The fangs swirled with nothing but shadows when Aysen revealed them again, his face becoming a mask still as stone as he peered into the bound darkness. “I dreamt of a woman carved from wood and bound in thorns, calling for one that would never return to her arms. I dreamt of a pale eagle racing across a dead sky, chasing after a serpent of stars. And worst of all, I dreamt of the falling ash piling high to choke all beneath the silent heavens, and then a great flood to scour the world clean once all was dead. When I walked the trail of choking ashes and drowning waters, I saw two places: a black mountain, and a white city, and the city’s bells were tolling the death knell of the world.”
"Black for the east...white for the west..." Yesugei muttered quietly to himself.
"Yes, black for the east. The black mountain - the Khurvan," spoke Aysen, his eyes lighting up with understanding. "And white for the west...a city with pale, dead walls, astride a great flooding river..."
The name came to Yesugei's lips on its own. "Belnopyl. The White City. The one the Klyazmites call the Jewel on the Cherech.”
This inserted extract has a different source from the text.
PR #4041, opened 2026-09-16
fix(notepad): stop interpreting section text as replace patterns and anchor section boundary

### LINKED ISSUE #4040: notepad: unescaped String.replace pattern mangles `$` in notes, and every write leaves a stale copy of the section
## Summary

“Yes,” said Aysen again. “That is where it all began, and that is where our answers lie. And that is why you must live.”
Yesugei's eyes widened. “I thought you took me for an oathbreaker. You would let me free?”
“An oathbreaker who knows what is coming is more valuable to me now than a man leal and ignorant,” replied the shaman as he stood to his feet, his healing done. “And I did not say I will let you go free. You will survive the duel against my khan, and then you will travel to the west while I travel east. Perhaps at least in one of the two we can find some sense in this madness consuming the world. Then, we will find one another again - this I have seen in my dreams.”
“Your dreams will be for naught if I die,” said Yesugei. He looked down at his hands, cracked and bleeding; his injured leg, pain throbbing to the bone that left him scarcely able to stand. The shaman’s healing was incredible, but even so… “Your khan will kill me by his own hand tomorrow.”
"Then that would make you an oathbreaker twice over," said Aysen, and then a small grin curled to his lips. “I swore an oath. I cannot die. Not now. Those were your words, were they not?”
He felt a strange chill run through his body at the shaman's words - as though the night air had suddenly grown claws and cut him to the bone with its cold. Yes…Vasilisa…I will return…I must return.
Targatai, Khenbish, Tseren, and Kaveh…I will return for them.
I will fight for them.
When he looked up at the shaman again, he saw he was no longer speaking to Aysen - not truly. The chill he felt carving through his soul was not of the night - but seemed to radiate from the shaman's hunched form which no longer seemed human in the half-darkness. The voice that flowed from the shaman’s cracked lips was that of a singer’s - high and soft.
“A burden heavier with every stride is yours and hers, oathbreaker.” spoke the spirit dwelling within the shaman's body - speaking with a smile that seemed twisted, inhuman upon Aysen's visage.
The shaman walked slowly to the doorway of his tent, and at the threshold he turned to cast a final glance Yesugei’s way. The reflections of the bonfire outside played red and orange against the shaman's beaded veil, but from behind the leather strips Yesugei saw two pinpricks of bright, molten gold staring through.
“A burden heavier with every stride…the sorrows of the world, an endless tide. You must live, oathbreaker. Suffer, and live."